Cases and Results: Case 1: After uneventful family and pregnancy history, the newborn presented with repetitive partial seizures beginning at the 2nd day after birth. Synchronous to clinical overt seizures with alternating head- and eye-deviation, bedside EEG showed alternating left/right-hemispheric seizure onset and pathological background consistent with the diagnosis of severe migrating partial epilepsy. Treatment with vitamin B6, phenobarbitone, levetiracetam, clobazam, and topiramate showed no effect. Introducing phenytoin led to cessation of clinical overt seizures and marked reduction of epileptic activity in the EEG without any other side effect. Genetic analysis by NGS panel revealed a pathogenic mutation c.578C > T/p.A193V in the KCNQ2 gene. Case 2: The girl presented at the age of 2 hours with frequent partial seizures. Her family history was positive for benign familial neonatal seizures. Interictal EEG did not show specific epileptic discharges. Therapy with carbamazepine, topiramate, and phenobarbital showed no positive effect.
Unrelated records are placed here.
PR #559, opened 2025-08-03
Fix seasonality dims, coord and params

AlexAndorra:
- TimeSeasonality:
    - Fixed dims and `params_info` for multivariate TS with innovations
    - Renamed parameter from `coefs_` to `params_` to be consistent with the other components
- FrequencySeasonality:
    - Same thing
    - In addition, I fixed the coords of the parameters: the names of the unsaturated states were concatenated with the observed states, which was giving the wrong coords and shape

All of this is now fixed and tested (I also refactored the tests to use pytest fixtures more consistently).
Ready for review 🍾

### DIFF
--- a/pymc_extras/statespace/models/structural/components/seasonality.py
+++ b/pymc_extras/statespace/models/structural/components/seasonality.py
@@ -212,7 +212,7 @@ class TimeSeasonality(Component):
             sigma_level_trend = pm.HalfNormal(
                 "sigma_level_trend", sigma=1e-6, dims=ss_mod.param_dims["sigma_level_trend"]
             )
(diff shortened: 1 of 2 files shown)


jessegrabowski:
I updated this PR. The issue that lead to the test failures was that frequency seasonality has a weird setup for innovations, that requires that *every* hidden state be present in the shocks. 

I also changed the name order for the states to be `fn_i_name` (e.g. Sin_0_annual[data_1]) instead of `fn_name_i` (e.g. Sin_annual_0[data_1]). I thought this better adhered to our something_name decision.

jessegrabowski (approved):
I fixed this up, can be merged after the CI passes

At the age of 3 months, adding phenytoin to PHB led to cessation of seizures. Genetic analysis by NGS panel showed also a mutation c.1657C > T/p.R553W in the KCNQ2 gene.

Discussion: Phenytoin was first introduced in the 1930s as an anticonvulsant acting as a blocker of the voltage-dependent neuronal sodium channel. Its use as a second-line drug for neonatal seizures has been limited because of toxicity and pharmocodynamic concerns and newer AED have emerged. Our case observations suggest that it may have a specific therapeutic effect in difficult-to-treat neonatal epileptic encephalopathies associated with KCNQ2 mutations and worth a try in comparable cases.

Keywords: KCNQ2, neonatal epileptic encephalopathies, phenytoin.